-------- Data shown --------
PR #1496, opened 2023-09-14
feat(homepage): add preview for announcements component

dcshzj:
## Problem

Closes IS-517.

## Solution

**Breaking Changes**

**Features**:

- The homepage editor now has the ability to preview a new announcements component.

## Before & After Screenshots

Screenshot 2023-09-14 at 3 41 04 PM

## Tests

- [ ] Smoke tests

No tests are currently available, as the announcements component can only be previewed once the left sidebar is updated to support editing of the new announcements component.

## Deploy Notes

*None*

### DIFF
--- a/src/styles/isomer-template/homepage/announcements.scss
+++ b/src/styles/isomer-template/homepage/announcements.scss
@@ -1,0 +1,37 @@
+.announcements-divider {
+  height: 1px;
+  color: #f9f9f9;
+}
+
+.announcements-announcement-title {
+  font-size: 1.625rem;
+  font-weight: 700;
+  line-height: 2rem;
+}
+
+.announcements-announcement-subtitle {
+  font-size: 1rem;
+  font-weight: 400;
+  line-height: 1.375rem;
+}
+
+.announcements-announcement-link {
+  text-transform: unset !important;
+  letter-spacing: 0.27px !important;
+}
+
+@media screen and (min-width: 1024px) {
+  .announcements-announcement-row-px-desktop {
+    padding-left: 0.75rem;
+    padding-right: 0.75rem;
+  }
+
+  .announcements-announcement-col-px-desktop {
+    padding-left: 1.5rem;
+    padding-right: 1.5rem;
+  }
+
+  .announcements-announcement-title-mr-desktop {
+    margin-right: 1.5rem;
+  }
+}
--- a/src/styles/isomer-template/homepage/announcements.scss
+++ b/src/styles/isomer-template/homepage/announcements.scss
@@ -16,22 +16,20 @@
 }
 
 .announcements-announcement-link {
-  text-transform: unset !important;
-  letter-spacing: 0.27px !important;
+  color: var(--site-secondary-color);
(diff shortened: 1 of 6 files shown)


src/types/homepage.ts
```diff
@@ -49,7 +49,7 @@ export interface InfopicSection {
   description?: string
   button?: string
   url?: string
-  images?: string
```
kishore03109, line 52: Is this intended?

src/types/homepage.ts
```diff
@@ -91,27 +104,26 @@ export type HomepageEditorHeroSection =
   | EditorHeroHighlightsSection
 
 export type HeroFrontmatterSection = { hero: HomepageEditorHeroSection }
-// TODO: add properties here instead of typing as `Record<string, unknown>`
-// we can find them in `HomepagePreview`
-export type ResourcesFrontmatterSection = { resources: Record<string, unknown> }
+export type ResourcesFrontmatterSection = { resources: ResourcesSection }
```
kishore03109, line 107: sanity check here, we are certain about the shape for this ya?

kishore03109: This + all the rest of the `infopic` + `infobar`, etc

src/styles/isomer-template/homepage/announcements.scss
```diff
@@ -0,0 +1,37 @@
...
+}
+
+.announcements-announcement-subtitle {
+  font-size: 1rem;
+  font-weight: 400;
+  line-height: 1.375rem;
+}
+
+.announcements-announcement-link {
+  text-transform: unset !important;
```
kishore03109, line 19: May I get more context to this? why do we need to `!important` here ah? I was under the impression this is what we would be actively moving away from, is this assumption wrong?

dcshzj: This will probably change! I originally did it this way to get access to the site-specific secondary colour + hover (could only access it using `.bp-button`, which had the `text-transform` set). Will adjust the template + this preview once the other changes are completed.

src/types/homepage.ts
dcshzj: Yup, the frontmatter for infopic uses `image` instead of `images`. The InfopicSection.jsx uses `image` too.

src/types/homepage.ts
dcshzj: Yup, it should follow the frontmatter format already used in the homepage, but for sanity check let me confirm with @seaerchin.

src/styles/isomer-template/homepage/announcements.scss
dcshzj: Adjusted in bb34fae!

src/types/homepage.ts
seaerchin: i _think_ so? but this was done quite awhile back tbh... if there are no build issues, it shuold be ok cos i remember i used `Record<string, unknown>` to avoid having to trace the properties (for velocity)

seaerchin (approved):
lgtm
--------
What needs to be done >> The answer must be the line containing "seaerchin: i _think_" and every line after it through the last line of the records above, repeated exactly.

Output of the task >>
seaerchin: i _think_ so? but this was done quite awhile back tbh... if there are no build issues, it shuold be ok cos i remember i used `Record<string, unknown>` to avoid having to trace the properties (for velocity)

seaerchin (approved):
lgtm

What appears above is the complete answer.